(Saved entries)

PR #865, opened 2026-03-16
Enforce verification on login

natalian98:
This PR adds optional verification enforcement on login.

- Instead of relying on the kratos post-login hook `require_verified_address`, I implemented the logic in Login UI, following the pattern of MFA enforcement.
The reason is that while Kratos has a session hook for the registration -> verification flow, it currently lacks a similar hook for the login -> verification scenario. 
When the `require_verified_address` hook blocks the login, Kratos aborts the login flow and does not mint a continuation cookie. If we attempt to resume the login flow after a successful verification, Kratos returns 400 ("No session was found for this flow. Please retry the authentication") because it lost the login context. In that case we'd have to make the user go through login again, repeating the steps that were already completed before verification.
By implementing the logic in the login handlers, we can keep the session, make the user verify, and then resume the login flow from where it was interrupted.
- Added new config `VERIFICATION_ENABLED` (defaults to false). The reason for introducing it is that enabling verification is a breaking change. An SMTP server is required to enable it, otherwise existing non-verified local users would be blocked from signing in.

## Testing
Make sure to `export VERIFICATION_ENABLED="true"` and run the local docker-compose setup. Use the `test@example.com / test` identity or create another one:
```
curl -X POST http://localhost:4434/admin/identities \
  -H "Content-Type: application/json" \
  -d '{
    "schema_id": "default",
    "traits": {
      "email": "test1@example.com",
      "name": "Test1",
      "surname": "Example"
    },
    "credentials": {
      "password": {
        "config": {
          "password": "test"
        }
      }
    }
  }'
```
Then go to the login page and sign in. If the account was not previously verified, you will be redirected to the verification screen and asked to provide a code. Upon successful verification, you will need to complete MFA setup (if enabled), and finally redirected back to the oidc app.

[Screencast from 16.03.2026 12:11:54_verify_login.webm](https://github.com/user-attachments/assets/b2f68e99-7315-46a4-9be4-85c246669430)
[Screencast from 16.03.2026 12:12:48_complete_setup.webm](https://github.com/user-attachments/assets/c5d1379e-8b6d-4287-af5e-e09f19886500)

### DIFF
--- a/pkg/kratos/handlers.go
+++ b/pkg/kratos/handlers.go
@@ -21,6 +21,7 @@ import (
 	"github.com/canonical/identity-platform-login-ui/pkg/ui"
 )
 
+const VERIFICATION_REQUIRED = "verification_required"
 const TOTP_REGISTRATION_REQUIRED = "totp_registration_required"
 const WEBAUTHN_REGISTRATION_REQUIRED = "webauthn_registration_required"
 const RegenerateBackupCodesError = "regenerate_backup_codes"
@@ -30,6 +31,7 @@ const LOGIN_UI_STATE_COOKIE = "login_ui_state"
 const SECURITY_CSRF_VIOLATION_ERROR = "security_csrf_violation"
 
 type API struct {
+	verificationEnabled           bool
 	mfaEnabled                    bool
 	oidcWebAuthnSequencingEnabled bool
 	service                       ServiceInterface
@@ -105,6 +107,18 @@ func (a *API) handleCreateFlow(w http.ResponseWriter, r *http.Request) {
 	// TODO: We need to send a different content-type to CreateBrowserLoginFlow in order to avoid this bug.
 	session, _, _ := a.service.CheckSession(r.Context(), r.Cookies())
 	if session != nil {
+		shouldEnforceVerification, unverifiedEmail, err := a.shouldEnforceVerificationWithSession(r.Context(), session)
+		if err != nil {
+			a.logger.Errorf("failed check for verification status: %v", err)
+			http.Error(w, "Failed check for verification", http.StatusInternalServerError)
+			return
+		}
+		if shouldEnforceVerification {
+			flowCookie := FlowStateCookie{LoginChallengeHash: hash(loginChallenge)}
+			a.verificationRedirect(w, r, returnTo, flowCookie, unverifiedEmail)
+			return
+		}
+
 		shouldEnforceMfa, err = a.shouldEnforceMFAWithSession(r.Context(), session)
 
 		if err != nil {
@@ -439,6 +453,14 @@ func (a *API) handleUpdateFlow(w http.ResponseWriter, r *http.Request) {
 	lc := u.Query().Get("login_challenge")
 	flowCookie := FlowStateCookie{LoginChallengeHash: hash(lc)}
 
+	shouldEnforceVerification, unverifiedEmail, err := a.shouldEnforceVerification(r.Context(), cookies)
+	if err != nil {
+		err = fmt.Errorf("verification enforce check error: %v", err)
+		a.logger.Error(err.Error())
+		http.Error(w, err.Error(), http.StatusInternalServerError)
+		return
+	}
+
 	shouldEnforceMfa, err := a.shouldEnforceMFA(r.Context(), cookies)
 	if err != nil {
 		err = fmt.Errorf("enforce check error: %v", err)
@@ -457,6 +479,12 @@ func (a *API) handleUpdateFlow(w http.ResponseWriter, r *http.Request) {
 	}
 
 	setCookies(w, cookies)
+
+	if shouldEnforceVerification {
+		// redirect to verification ui and pass the original returnTo so the flow continues after verification
+		a.verificationRedirect(w, r, *loginFlow.ReturnTo, flowCookie, unverifiedEmail)
+		return
+	}
 
 	if shouldRegenerateBackupCodes {
 		a.lookupSecretsSettingsRedirect(w, r, flowId, *loginFlow.ReturnTo, flowCookie)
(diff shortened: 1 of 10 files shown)


pkg/kratos/service.go
```diff
@@ -1538,6 +1538,57 @@ func (s *Service) HasNotEnoughLookupSecretsLeft(ctx context.Context, id string)
...
+		if method.Method != nil && *method.Method == "password" {
+			pwdLogin = true
+			break
+		}
+	}
+
+	// skip verification enforcement for other methods
+	if !pwdLogin {
+		return false, "", nil
+	}
```
nsklikas, line 1561: question: why don't we want to enforce verification for other methods?

nsklikas (commented):
I have a question:
~Why are we using the kratos hook? Wouldn't it be preferable if we don't re-implement it on our own?~

Nvm re-read the description

pkg/kratos/handlers.go
```diff
@@ -105,6 +107,18 @@ func (a *API) handleCreateFlow(w http.ResponseWriter, r *http.Request) {
 	// TODO: We need to send a different content-type to CreateBrowserLoginFlow in order to avoid this bug.
 	session, _, _ := a.service.CheckSession(r.Context(), r.Cookies())
 	if session != nil {
+		shouldEnforceVerification, unverifiedEmail, err := a.shouldEnforceVerificationWithSession(r.Context(), session)
+		if err != nil {
+			a.logger.Errorf("Failed check for verification: %v", err)
```
BarcoMasile:
```suggestion
			a.logger.Errorf("failed check for verification-enabled status: %v", err)
```
or something like that, since what's failing is the method to check if it's required
also, error texts are usually not capitalized in Go (although in this codebase we have a mix
but other text in this pr is lowercase so I'd stick with that)

pkg/kratos/handlers.go
```diff
@@ -105,6 +107,18 @@ func (a *API) handleCreateFlow(w http.ResponseWriter, r *http.Request) {
 	// TODO: We need to send a different content-type to CreateBrowserLoginFlow in order to avoid this bug.
 	session, _, _ := a.service.CheckSession(r.Context(), r.Cookies())
 	if session != nil {
+		shouldEnforceVerification, unverifiedEmail, err := a.shouldEnforceVerificationWithSession(r.Context(), session)
```
BarcoMasile, line 110: question: my cuorisity, what happens if we don't do this check in the createFlow method and keep it only in the update?

pkg/kratos/handlers.go
```diff
@@ -515,6 +543,80 @@ func (a *API) handleUpdateFlow(w http.ResponseWriter, r *http.Request) {
...
+	shouldEnforceVerification, unverifiedEmail, err := a.service.RequireVerificationForEmail(ctx, session)
+	if err != nil {
+		a.logger.Debugf("verification check failed: %v", err)
+		return false, "", err
+	}
+
+	return shouldEnforceVerification, unverifiedEmail, nil
+}
+
+func (a *API) verificationSettingsRedirect(w http.ResponseWriter, r *http.Request, returnTo string, flowStateCookie FlowStateCookie, email string) {
```
BarcoMasile: question(curiosity): why the word "settings" in the name?

nsklikas:
idea to reduce the custom code:
Instead of redirecting to the verification page at all, intercept the 403 `session_verified_address_required` in the frontend and show an inline message on the login page — e.g. "Your email address is not yet verified. Please check your inbox before signing in." with a link to resend the verification code. This avoids any redirect/re-auth loop entirely, at the cost of a slightly worse UX (the user has to verify and then come back and log in manually).

ui/pages/verification.tsx
```diff
@@ -109,12 +110,48 @@ const Verification: NextPage = () => {
...
+              setFlow(updateRes.data);
+              setFlowIDQueryParam(String(updateRes.data.id));
+              disableButtonWithTimeout();
+
+              // Clean up the URL
+              const url = new URL(window.location.href);
+              url.searchParams.delete("email");
+              void router.replace(url.pathname + url.search, undefined, {
+                shallow: true,
+              });
```
BarcoMasile: issue: you're not using the router correctly
the function replace allows to pass an object with query parameters, here's the [doc](https://nextjs.org/docs/pages/api-reference/functions/use-router#routerreplace), let's not reinvent the wheel

nsklikas:
I think there is an issue on the current implementation, try to:
1) go to login page
2) authenticate
3) get redirected to verification page
4) instead of inserting the verification code on the already open page, you click the email link (which is still broken)
5) verification is complete, but now the login tab is stuck on the verification page

Issues:
- Refreshing the login tab leads to a broken success page, you have to go back for the flow to continue
- The message in the verification page is too big. I remember that I had left a comment in the verification PR (to not show the url but instead print some text telling the user that they will be redirected), but I am not sure what was implemented in the end

pkg/kratos/service.go
natalian98: We currently only support registration via password and oidc. As agreed, we will skip verification for the oidc method, since external providers already handle verification on their end. This leaves only the password method. If the need ever arises, we can enforce it for other methods as well.

pkg/kratos/handlers.go
natalian98: If you abandon the tab where you started the login flow and open a new one, a new login flow is created. Since there is already a session (even with aal1), `handleCreateFlow`  would move on to the totp/webauthn enforcement checks and omit verification. So we need to enforce it on both create and update login

BarcoMasile: Thanks for the clarification

pkg/kratos/handlers.go
natalian98: sorry, my bad. Fixed

shipperizer (dismissed):
as discussed, let's open an issue to. Implement this via Kratos hooks

BarcoMasile (approved):

natalian98:
> Refreshing the login tab leads to a broken success page, you have to go back for the flow to continue

As decided during the daily, we will not implement the flow state polling approach and instead remove the link from email template.

> The message in the verification page is too big. I remember that I had left a comment in the verification PR (to not show the url but instead print some text telling the user that they will be redirected), but I am not sure what was implemented in the end

Fixed, only the url without parameters will be displayed

nsklikas (approved):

**EXERCISE INSTRUCTIONS**
If a line of the entries contains "approved", it counts; say how many such lines there are and give only the number.

**ANSWER BOX**
2